**THE PROBLEM**
Return exactly and only these lines: the first of the listing through the one containing "test/if.spec.js".

**DATASET CONTENT**
PR #308, opened 2017-09-18
Fix #307: Failing IfCustomAttribute tests

### LINKED ISSUE #307: "if" tests are broken
Tests use `sut = new If(viewFactory, viewSlot, taskQueue);` and later use `sut.valueChanged(false);` but the `valueChanged` method no longer exists:

https://github.com/aurelia/templating-resources/commit/8b0131aefb8f181fc110e036cae11589bbba1e37#diff-bbce44daacb259a7b129c4fa0d062406

cc @jods4

jods4:


jods4:
Reviewers may wonder why one test was removed, answer is here:
https://github.com/aurelia/templating-resources/issues/307#issuecomment-330378995

test/if.spec.js
```diff
@@ -134,13 +119,13 @@ describe('if', () => {
...
       delay(200).then(() => {          
-        sut.valueChanged(false);
+        sut.conditionChanged(false);
         return delay(400);
       }).then(() => {
-        sut.valueChanged(true);
+        sut.conditionChanged(true);
         return delay(600);          
       }).then(() => {  
         expect(viewSlot.children.length).toEqual(1);
```
jdanyow: @jods4 This assertion is failing for me. Does it work for you?

jods4: @jdanyow I did not look specifically but when I committed all `if` tests were (seemed?) green :(

I am away from code but if I should make a guess: I wonder if the problem is here:
https://github.com/aurelia/templating-resources/blob/master/src/if.js#L127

**ANSWER AREA**
PR #308, opened 2017-09-18
Fix #307: Failing IfCustomAttribute tests

### LINKED ISSUE #307: "if" tests are broken
Tests use `sut = new If(viewFactory, viewSlot, taskQueue);` and later use `sut.valueChanged(false);` but the `valueChanged` method no longer exists:

https://github.com/aurelia/templating-resources/commit/8b0131aefb8f181fc110e036cae11589bbba1e37#diff-bbce44daacb259a7b129c4fa0d062406

cc @jods4

jods4:


jods4:
Reviewers may wonder why one test was removed, answer is here:
https://github.com/aurelia/templating-resources/issues/307#issuecomment-330378995

test/if.spec.js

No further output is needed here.